Recently I was in what can only be described as a “Christian” hotel, which is a nice change-of-pace.
As evidence, there were no “premium” channels on my TV, and the movies we could borrow from the front desk were only “G” and “PG”-rated. None had an “R” rating. In the lobby were dozens of books to borrow as well, with titles from Dr. James Dobson, Tim Keller, Charles Stanley, Chuck Swindoll, and even Tim Tebow.
Nice. Finally, a place where I could be free—if just for a moment—from the onslaught of negative influences.
Which got me to thinking, what is one thing I’d love to change in every hotel? Instantly, the “Save our Planet” signs in the hotel bathroom came to mind, those little reminders telling us that if we will just hang up our towels instead of dumping them on the floor, we’ll save a gazillion gallons of water and Planet Earth will live to see another day.
The truth is, I always hang up my towels. I do so because it’s a waste of everyone’s money for me to expect an untouched towel after every shower. If we washed a towel after every usage at my house, we’d be financially destitute in a few weeks. I figure it’s a good idea to carry this over to hotels, something about a Golden Rule.
But save the planet? I’m skeptical.
We must be good stewards of our environment but let’s not kid ourselves. The environmental movement is closely tied to the abortion lobby, where we are told we need abortion because we need fewer children...so we can save our planet.
Most of the time when I see the little plastic sign in my hotel bathroom (a sign which is likely not biodegradable, by the way), I just overlook it and do my thing. If they believe I’m saving the planet, have at it.
But the signs remind me that while often subtle, the messages we receive from this world are most often stacked against life.
My hotel incident connects with another interesting moment, this time with Facebook.
This week, I decided to run a Facebook ad for my book, The Wall. For the uninitiated, one way to create a Facebook ad is to create a post, then “boost” it with a few dollars, sending it to thousands of people for $10 to $25 or so.
I went to my Facebook page for the book and created my post; no problem. Here is what it says: “A must-read for every pro-life individual. The Wall puts forth a simple, powerful plan which can change our culture. And, in pockets across this country, it is already working. Find out how:”
Then, I added a link to the book on Amazon. That was it.

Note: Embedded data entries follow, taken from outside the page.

PR #16644, opened 2021-11-24
storaged: Change VDO package installation alert to a helper text

martinpitt:
Leftover from https://github.com/cockpit-project/cockpit/pull/16623#issuecomment-976407637

Looks like this now:

shot

### DIFF
--- a/pkg/storaged/content-views.jsx
+++ b/pkg/storaged/content-views.jsx
@@ -837,7 +837,7 @@ export class VGroup extends React.Component {
                                   value: "block",
                                   choices: purposes
                               }),
-                    Message("info", cockpit.format(_("The $0 package will be installed to create VDO devices."), vdo_package),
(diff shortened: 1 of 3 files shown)


mvollmer (approved):

garrett (changes requested):
Better... but isn't the (i) icon supposed to be blue?

martinpitt:
@garrett : Maybe.. but that's what I meant earlier -- [HelperText](https://www.patternfly.org/v4/components/helper-text/#static-with-custom-icons) does not have an "info" variant, just "default" or "warning". I'll try for a bit to customize the color.

martinpitt:
As discussed, I switched that to the non-circled i icon, and kept it at the default color. Screenshot updated.

garrett (approved):
OK, with @martinpitt's help and a bunch of effort, I managed to test this live in a VM and it looks good to me! :+1: 

Thanks!

PR #16647, opened 2021-11-25
cockpit-client: add a reload button

allisonkarlitskaya:
..and the usual <Ctrl>R accelerator.  <Ctrl><Shift>R does a hard reload,
bypassing caches.


martinpitt (approved):
Thanks!

PR #16648, opened 2021-11-25
webpack-jumpstart: look past merge commit for --rebase

allisonkarlitskaya:
If we are rebasing and the HEAD commit is a merge, use the merged commit
ID to find the cached data, instead of the merge itself.  The subsequent
rebase will result in the merge commit itself being removed.

### DIFF
--- a/tools/webpack-jumpstart
+++ b/tools/webpack-jumpstart
@@ -49,7 +49,14 @@ if ! git diff --quiet -- ':^test' ':^packit.yaml' ':^.github'; then
     exit 1
 fi
 
-tag="sha-$(git rev-parse HEAD)"
+# If we are rebasing and the HEAD commit is a merge, use the merged
+# commit ID to find the cached data, instead of the merge itself.
+if test -n "${rebase}" && git rev-parse --verify HEAD^2 >/dev/null; then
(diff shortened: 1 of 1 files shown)


allisonkarlitskaya:
Note: I proposed this PR with its head based on a not-up-to-date main (and even across a commit which updates `node_modules`)  So if everything goes green here, it proves that the idea is sound.

allisonkarlitskaya:
This might theoretically fail in the case where additional commits on main/ have been added after the PR was last pushed, resulting in an updated merge commit.  There's a very small window where packit might pick up that extra commit in its merge, and webpack-jumpstart not.  In the case, rebasing would likely include that extra commit which wasn't present at the time of the jumpstart build, resulting in a different tree checksum, and a failed jumpstart.

We could maybe fix that by doing a hard reset to the feature branch head commit before performing the rebase, but ... *shrug*

martinpitt (approved):
Cool, it works! That's a lot more elegant and less involved than I feared.

martinpitt:
This [f35 failure](http://artifacts.dev.testing-farm.io/54daa638-14e6-4030-84d0-bd97f2a9b066/) is an "honest" test failure now, everything else green. Niiice!

PR #16657, opened 2021-11-26
workflows: use merge instead of head for flatpak test

allisonkarlitskaya:
flatpak-test.yml checks out the head commit instead of the merge commit.
That was done to dodge a bug in webpack-jumpstart which caused it to
fail on merge commits.  That's been fixed, meanwhile, and we're also not
using jumpstart anymore anyway, and now this workaround is causing new
issues, like the failure in #16624.

TL;DR: let's just use the default and checkout the merge commit, since
that's what we're supposed to be testing anyway.


martinpitt (approved):
Danke!

PR #16659, opened 2021-11-27
testlib: Correctly deal with older shell versions

marusak:
In #16522 a new shell was introduced. This break on new images that
already have cockpit-system-258 installed.

We will need to change then test/common checkouts in all subprojects to include this fix - as now seen for example in https://github.com/cockpit-project/bots/pull/2669 or failing rawhide packit in machines or podman.

### DIFF
--- a/test/common/testlib.py
+++ b/test/common/testlib.py
@@ -109,7 +109,7 @@ def attach(filename, move=False):
 
 
 class Browser:
-    def __init__(self, address, label, pixels_label=None, port=None):
+    def __init__(self, address, label, machine, pixels_label=None, port=None):
         if ":" in address:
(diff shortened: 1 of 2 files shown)


martinpitt:
AttributeError: 'Browser' object has no attribute 'system_before'

martinpitt:
This is a bit awkward indeed - the Browser class does not know about the MachineCase instance. Moving the method and changing all `b.logout()` to `self.logout()`  seems a bit intrusive -- how about we pass the Machine object to Browser on instantiation? That may be useful for other cases, I think I ran into a similar problem in the past already. And there's only two places which instantiate Browser.

martinpitt (approved):
Thanks! Re-triggering flake

PR #16662, opened 2021-11-28
test: Add Arch support to MachineCase.system_before()

martinpitt:
This unblocks https://github.com/cockpit-project/cockpit-podman/pull/838 and similar ones.

I tested this locally against cockpit-podman.


martinpitt:
I just saw that @jelly did almost the same in https://github.com/cockpit-project/cockpit/pull/16547/commits/7d83045b65bb402324df94c6ff626c2fa69191b9#r757888474 - so I think using `pacman -Q cockpit` is correct.

marusak (approved):

PR #16665, opened 2021-11-29
lib: remove listingActions property from ListingPanel component

KKoukiou:
This was serving a design that cockpit was using heavily till now, and
namely the actions of table rows being placed next to the expanded row tabs selector.

However, the suggested design from patternfly is to put actions behind a
kebab in table rows.

So, let's remove this option, so that we don't promote it's future usage.

Note: Last consumer is cockpit-machines and I am working on the porting right now.


martinpitt (approved):
Thanks! Do you want to block landing this until the c-machines port lands? So that we don't get blocked on updating pkg/lib?

KKoukiou:
> Thanks! Do you want to block landing this until the c-machines port lands? So that we don't get blocked on updating pkg/lib?

No, I worked on it on friday, the commit is almost ready.

PR #16666, opened 2021-11-29
tests: autoconvert all python string formatting to fstring

KKoukiou:
Let's make this string formatting method the only one to use from now
on.

These files were autoconverted with flynt.


martinpitt (approved):
Thanks! I wonder if we can teach pycodestyle to refuse % and .format() from now on?

Let's land this ASAP as it's very intrusive.

KKoukiou:
> Thanks! I wonder if we can teach pycodestyle to refuse % and .format() from now on?
> 
> Let's land this ASAP as it's very intrusive.

I tried to find such an option without success unfortunately.

PR #16667, opened 2021-11-29
shell: remove patternfly 3 *last* import

KKoukiou:


garrett (approved):
This looks great! Thanks!

KKoukiou:
This is a bit blocked on some stupid pixel tests almost impossible to notice differences.

marusak (approved):
Awesome, thank you!

martinpitt (approved):
Thanks! The pixel diffs are very subtle indeed, I only saw a slight shift in the terminal one.

martinpitt:
Note that there is one place left [here](https://github.com/KKoukiou/cockpit/blob/7c8c45c0008cf1b64485ce43d76799e0629e640e/pkg/shell/shell.html#L12):
```html
        <div class="blank-slate-pf-icon">
            <span class="fa fa-meh-o"></span>
        </div>
```
This icon will be broken now. It's very obscure, and I'm not even sure it's still relevant, and not having an icon there is certainly not a big deal. So it can certainly become a follow-up, without blocking the pixel tests.

martinpitt:
I sent PR #16690 to clean up the above leftover.

PR #16668, opened 2021-11-30
bridge: remove "ssh-agent" internal address

allisonkarlitskaya:
This used to be used when cockpit-ws originated ssh connections to other
hosts on behalf of the session, but that hasn't happened since
082da24a5a2a27d521e7b6d1beb2bbe094ffdc54.  Nowhere else in the code
refers to this anymore, so let's drop it.


martinpitt (approved):
Thanks!

PR #16669, opened 2021-11-30
clean up "internal" endpoints

allisonkarlitskaya:
Major changes:
 * cockpit-bridge no longer opens a TCP port for serving packages
 * we no longer have the `internal` connection option
 * `internal: "packages"` is preserved as a one-off exception on HTTP streams for reasons of cockpit-ws/cockpit-bridge compatibility
 * cleanup of listening options on cockpitwebserver, ~and cockpit-ws gains a -U option to listen on a unix socket~ (from #16650)

### DIFF
--- a/src/common/cockpitwebserver.c
+++ b/src/common/cockpitwebserver.c
@@ -22,9 +22,10 @@
 #include "cockpitwebserver.h"
 
 #include "cockpithash.h"
-#include "cockpitmemory.h"
-#include "cockpitwebresponse.h"
 #include "cockpitmemfdread.h"
+#include "cockpitmemory.h"
+#include "cockpitsocket.h"
+#include "cockpitwebresponse.h"
 
 #include "websocket/websocket.h"
 
@@ -1293,6 +1294,21 @@ cockpit_web_server_start (CockpitWebServer *self)
 {
   g_return_if_fail (COCKPIT_IS_WEB_SERVER (self));
   g_socket_service_start (self->socket_service);
+}
+
+GIOStream *
+cockpit_web_server_connect (CockpitWebServer *self)
+{
+  g_return_val_if_fail (COCKPIT_IS_WEB_SERVER (self), NULL);
+
+  g_autoptr(GIOStream) server = NULL;
+  g_autoptr(GIOStream) client = NULL;
+
+  cockpit_socket_streampair (&client, &server);
+
+  cockpit_request_start (self, server, TRUE);
+
+  return g_steal_pointer (&client);
 }
 
 /* ---------------------------------------------------------------------------------------------------- */
--- a/src/common/cockpitwebserver.c
+++ b/src/common/cockpitwebserver.c
@@ -35,8 +35,6 @@
 #include <string.h>
 #include <unistd.h>
 
-#include <systemd/sd-daemon.h>
-
 /* Used during testing */
 gboolean cockpit_webserver_want_certificate = FALSE;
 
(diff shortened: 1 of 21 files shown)


src/common/cockpitwebserver.c
```diff
@@ -1296,116 +1222,96 @@ on_incoming (GSocketService *service,
...
+                                      const gchar *address,
+                                      guint16 port,
+                                      GError **error)
+{
+  if (address != NULL)
     {
-      /* We got file descriptors passed in, use those. */
-
-      for (fd = SD_LISTEN_FDS_START; fd < SD_LISTEN_FDS_START + n; fd++)
+      g_autoptr(GSocketAddress) socket_address = g_inet_socket_address_new_from_string (address, port);
```
martinpitt, line 1244: It's legit to call that with `0`? https://docs.gtk.org/gio/ctor.InetSocketAddress.new_from_string.html does not mention that case.

src/ws/main.c
```diff
@@ -53,6 +54,7 @@ static gboolean  opt_version      = FALSE;
 static GOptionEntry cmd_entries[] = {
   {"port", 'p', 0, G_OPTION_ARG_INT, &opt_port, "Local port to bind to (9090 if unset)", NULL},
   {"address", 'a', 0, G_OPTION_ARG_STRING, &opt_address, "Address to bind to (binds on all addresses if unset)", "ADDRESS"},
+  {"unix", 'U', 0, G_OPTION_ARG_STRING, &opt_unix, "Listen on this unix address", "PATH"},
```
martinpitt, line 57: Also needs to go into doc/man/cockpit-ws.xml . It's a tiny bit sad to see features being added to ws, while we wanted to get rid of it, but it's also nice to clean up the TCP parts.

martinpitt (changes requested):
This is amazing, thanks! I mostly just have two questions.

"request changes" for the unit test and compile errors and such.

src/ws/main.c
martinpitt: What is that for, OOI? the current patch series does not seem to actually use it at all, the "get socketpair connection" seems much more elegant anyway?

src/common/cockpitwebserver.c
allisonkarlitskaya: It must be.  `0` is a completely legit port number to have in an inet socket address structure, with a well-defined meaning: assign a port for me.  Also: it works :)

Note that the old code used to call

```
socket_address = g_inet_socket_address_new (server->address, server->port);
```

with a potentially-zero port.

src/ws/main.c
allisonkarlitskaya: This is eventually meant to enable cockpit-ws on a unix socket inside of the container in order to enable it to be used with cockpit-tls.  We could defer this patch until we actually deal with #16650 if you prefer.

src/common/cockpitwebserver.c
martinpitt: Tought as much, but good to confirm. Thanks!

src/ws/main.c
martinpitt: It looks fine, I was just curious. As it's currently completely untested, I slightly prefer postponing it. But if it's in any way useful for you already, then let's just add it to the manpage and land it.

allisonkarlitskaya: I dropped it for now.  Let's handle it in #16650.

martinpitt (approved):
Thanks!

PR #16771, opened 2022-01-03
urls-check: Ignore patternfly redirects

marusak:
PF maintainers often transfer issues between their repositories. This is
nothing we need to worry about.

Such reports can be seen in:
https://github.com/cockpit-project/cockpit/issues/16607
https://github.com/cockpit-project/cockpit/issues/16221
https://github.com/cockpit-project/cockpit/issues/14752


martinpitt (approved):
Dakujem!

PR #16776, opened 2022-01-04
shell: Fix locale provided to DatePicker

marusak:
When using locale that contains country code (such as pt_BR or zh_TW) and
clicking on calendar icon oopses the page.

[1] mentions that hyphens should be used as separators. With this fix it
behaves as expected, that `pt_BR` has starting day Sunday but `pt` Monday.

[1] https://developer.mozilla.org/en-US/docs/Web/JavaScript/Reference/Global_Objects/Intl#Locale_identification_and_negotiation


KKoukiou (commented):
You can use dateFormatLang from pkg/lib/timeformat.js

marusak:
> You can use dateFormatLang from pkg/lib/timeformat.js

good call! Changed it

martinpitt (approved):
Danke!

PR #16779, opened 2022-01-05
Consistently include config.h, enable largefile support

### LINKED ISSUE #16778: scanning for certificates fails with "Value too large for defined data type" on armhf-qemu guest on amd64 host
Today I ran into an interesting little bug:
I wanted to run cockpit inside a armhf-qemu guest on an amd64 host, but ran into the following error message:

`cockpit-tls: Could not locate server certificate: Error loading certificates from /etc/cockpit/ws-certs.d: Value too large for defined data type`

After investigating a bit, I tracked it down to the following line:
https://github.com/cockpit-project/cockpit/blob/ef9002e32e85e88cccd99f1e49996e7891018218/src/common/cockpitwebcertificate.c#L55

Would it be possible to replace the call with
`n = scandir64 (dir_name, &certs, filter_cert, alphasort64);`
and adjust https://github.com/cockpit-project/cockpit/blob/ef9002e32e85e88cccd99f1e49996e7891018218/src/common/cockpitwebcertificate.c#L38 to use `dirent64`.

Thanks a lot for providing the world with this excellent piece of software!

martinpitt:
Fixes #16778

### DIFF
--- a/src/common/Makefile-common.am
+++ b/src/common/Makefile-common.am
@@ -243,7 +243,7 @@ nodist_noinst_DATA += libpreload-temp-home.so
 EXTRA_DIST += src/common/preload-temp-home.c
 
 libpreload-temp-home.so: src/common/preload-temp-home.c
-	$(AM_V_CCLD) $(CC) $(CFLAGS) -fPIC -shared -o $@ $^
+	$(AM_V_CCLD) $(CC) $(AM_CPPFLAGS) $(CFLAGS) -fPIC -shared -o $@ $^
 
 CLEANFILES += \
 	$(test_locale_MO) \
--- a/src/common/preload-temp-home.c
+++ b/src/common/preload-temp-home.c
@@ -17,8 +17,8 @@
  * along with Cockpit; If not, see <http://www.gnu.org/licenses/>.
  */
 
-/* for RTLD_NEXT */
-#define _GNU_SOURCE
+#include "config.h"
+
 #include <dlfcn.h>
 #include <pwd.h>
 #include <stdio.h>
--- a/src/tls/server.c
+++ b/src/tls/server.c
@@ -17,12 +17,7 @@
  * along with Cockpit; If not, see <http://www.gnu.org/licenses/>.
  */
 
-/* for secure_getenv () */
-#define _GNU_SOURCE
-
-#ifdef HAVE_CONFIG_H
-#include <config.h>
-#endif
+#include "config.h"
 
 #include "server.h"
 
--- a/tools/test-static-code
+++ b/tools/test-static-code
@@ -2,7 +2,7 @@
 # run static code checks like pyflakes and pycodestyle
 set -eu
 
-echo "1..8"
+echo "1..9"
 
 cd "${srcdir:-.}"
 fail=0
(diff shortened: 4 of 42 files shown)


src/common/preload-temp-home.c
```diff
@@ -18,7 +18,6 @@
  */
 
 /* for RTLD_NEXT */
```
martinpitt, line 20: This comment should be dropped along with the define. I'll wait for the current test run and re-push.

src/tls/server.c
```diff
@@ -18,7 +18,6 @@
  */
 
 /* for secure_getenv () */
```
martinpitt, line 20: same here

allisonkarlitskaya (changes requested):
We already have `_GNU_SOURCE` defined, by the "official" mechanism of including `AC_USE_SYSTEM_EXTENSIONS` in our `configure.ac`.  That makes sure `_GNU_SOURCE` is defined inside of any file which has `#include "config.h"` as its first line.  Unfortunately, we have an awful lot of files that *don't* do that.

Here's a suggestion for `test-static-code`:

```
# for every C file, if there is any line starting with '#', then the first one
# must be exactly: #include "config.h"
if find -name '*.c' -not -exec sed -n '/^#include "config.h"$/q0;/^\s*#/q1' {} ';' -print | grep ''; then
    echo 'not ok 9 config.h properly included from all files'
    fail=1
else
    echo 'ok 9 config.h properly included'
fi
```

martinpitt:
Thanks @allisonkarlitskaya , great idea! Changed the PR accordingly.

src/common/Makefile-common.am
```diff
@@ -243,7 +243,7 @@ nodist_noinst_DATA += libpreload-temp-home.so
 EXTRA_DIST += src/common/preload-temp-home.c
 
 libpreload-temp-home.so: src/common/preload-temp-home.c
-	$(AM_V_CCLD) $(CC) $(CFLAGS) -fPIC -shared -o $@ $^
+	$(AM_V_CCLD) $(CC) $(AM_CPPFLAGS) $(CFLAGS) -fPIC -shared -o $@ $^
```
allisonkarlitskaya, line 246: The commit message doesn't explain what this is about.

martinpitt: Right, this can be dropped now; it was necessary before so that this custom .c file build rule would actually use the `_GNU_SOURCE` from `AM_CPPFLAGS`, but that's not necessary any more. I'll drop it. It also fails to build now, will investigate (not obvious why at first sight)

martinpitt: We need this after all, but I moved it to a separate commit and consistently fixed it for all custom compiler invocations.

martinpitt:
Tests fail because the rpm build stumbles over the autogenerated ./src/ws/mock-dbus-tests.c which breaks the rule:
```
#ifdef HAVE_CONFIG_H
#  include "config.h"
#endif
```

I'll move to `git ls-tree` like for the json test, that's more robust after all. No need to do this during an RPM build and for autogenerated files.

martinpitt:
I made a [scratch build](https://koji.fedoraproject.org/koji/taskinfo?taskID=80859545) to test this on all architectures.

tools/test-static-code
```diff
@@ -145,4 +145,18 @@ else
     fail=1
 fi
 
+# for every C file, if there is any line starting with '#', then the first one
```
allisonkarlitskaya, line 148: We should strengthen this requirement, now that we are only inspecting checked in files: they should all start with `#include "config.h"` unconditionally.

Follow up please, so this can make it into the release.

allisonkarlitskaya (approved):

allisonkarlitskaya:
Please let testing farm finish.  This is exactly the sort of change that we want to be checked out as much as possible.

allisonkarlitskaya (approved):

tools/test-static-code
martinpitt: Done in PR #16786

Issue #16775, opened 2022-01-04
"Not found" screen needs to be more helpful


allisonkarlitskaya:
I've had two experiences in the past couple of weeks (one on IRC, one filed as flathub/org.cockpit_project.CockpitClient#2) where I've witnessed users getting confused about the "Not Found" screen due to `cockpit-system` not being installed.

We need to detect if the user is trying to access a path that requires this package to be installed (like `/`) and throw a better error message . During stand-up yesterday, @garrett also mentioned the possibility to offer one-click installation of the required package, but this will require some technical feasibility investigation due to the limited abilities of our error pages.

martinpitt:
Thanks for pointing this out! Indeed, let's fix this.

One-click installation is too complex IMHO -- that requires lots of JS code, interfacing packagekit and the like, which needs to be in a webpack. We could ship that page in cockpit-bridge, but I believe that's overkill. If the error message would say "You need to install the cockpit-system package", this is good enough for almost everyone. The point is not to teach people how to run GNOME software or `apt`/`dnf` on the command line, but to explain what the root cause is.

If we just show that message for path == /, this should work for the majority of cases. One error report had it for http://localhost:9090/cockpit/@localhost/podman/index.html# , but that URL was not specified by a human, but some desktop applet (podman CRC) -- but that demo was just missing the installation of cockpit-podman. Again it's too complex to map out every possible path to its package on a static error page, but I dont' think we have to.

garrett:
What do you think of using an [empty state](https://www.patternfly.org/v4/components/empty-state/) that looks like this?

![image](https://user-images.githubusercontent.com/10246/148079150-fce8a45f-1515-4fd4-a064-ec74bef2651a.png)

Text:

> ### Missing system package
> Please install the `cockpit-system` package with your package manager.

If we could use the one-click installation, we'd have a button to install it as the default action. Since we can't, then we can use some text like in the screenshot.

garrett:
It would be lovely if we could actually give the command based on the OS, but that gets into having all the dnf/yum/apt variants and:

> The point is not to teach people [...] the command line

allisonkarlitskaya:
> Please install the `cockpit-system` package with your package manager.

I wonder if we need to somehow emphasize that this needs to be done on the server you're trying to connect to.  This might otherwise be confusing for Cockpit Client users, for example.

I can't think of any elegant way to phrase that, though.

allisonkarlitskaya:
Also, a small technical note:

[...]

PR #16782, opened 2022-01-05
bridge: give hints for missing cockpit-system package

allisonkarlitskaya:
We've had a few users get confused about the generic "Not found" error
that we throw when trying to login to a system that's missing the
cockpit-system package.

Issue a better error message for that case.

# bridge: Warning on missing cockpit-system package

Previously, when attempting to connect to a system which had `cockpit-bridge` installed, but not `cockpit-system`, you'd get a generic "Not found" error, with no hints about how to fix that.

Nothing fancy and hardly the prose of a New York advertising agency.
By the way, Amazon must love the book; they’ve reduced the price some 60 percent, to $4.79. And if you want a signed copy, there’s one I signed to someone named “Chrystal” in Kentucky who loved it so much she’s selling it for $12.01. This knowledge builds my humility quotient.
But I digress.
Facebook’s algorithm jumped in once I created my post, asking me if I wanted to “boost this post” to reach a wider swath of readers. Sure! I picked an audience of pro-life Facebook folks in several states, ages 35 to 65. I was told my ad would reach nearly 10,000 people and I figured if somehow 15 people decided to buy the book, I’d break even.
I clicked the correct buttons, and Facebook told me they would run my ad through its approval process. No problem, right?
Wrong. Fifteen minutes later my ad—which Facebook asked me to create—was “disapproved.”
Why? Apparently, my post dealt with a “political or social issue” and is not allowed unless I submit to what appears to be a 453-step identification process to avoid my putting forth “fake news” or something. Right now, I’m working on it. Get back to me in 2047 and I’ll let you know how things are going.
Perhaps the problem was my book title, which President Trump used as a launching pad toward his election. Full disclosure though: The book came out before he announced he was running for president. I’ll also point out, my previous Facebook boost of the book—without the word, “pro-life”—passed muster easily.
Just a guess here, but maybe Facebook is not fond of “pro-life” in an ad. Perhaps if my book was about “saving the planet, one unwashed towel at a time,” instead of saving the lives of children, I wouldn’t be subjected to this Facebook inquisition.
Tweet This: "Perhaps if my book was about 'saving the planet' instead of saving children, I wouldn’t be subjected to this @Facebook inquisition."
No, I don’t hate Facebook and won’t call for a boycott. I’ll be on there tonight I’m sure, because I need to know what my friends had for dinner.
But this incident is yet another reminder that changing our culture takes time. If we pout whenever things aren’t easy, we’re going to have a rough go of things.
Me? No worries. In time, I’ll get my ad out there. It just takes extra work. And I still believe one day, we’re going to see a culture where the word “pro-life” is not only accepted, it is celebrated. My dream is that on that day, a lot of us are going to smile and say, “I was pro-life when pro-life wasn’t cool.”
Obviously, that day is not yet here. But it’s coming. I’m thrilled to be a part of the process, and if Facebook isn’t there yet, I’ve got an opportunity to help them out this week.
And the better news? If anyone reading this column is named “Chrystal,” an autographed copy of The Wall (listed as a “collectible,” no less!) has your name on it for only $12.01, + $4.79 shipping and handling.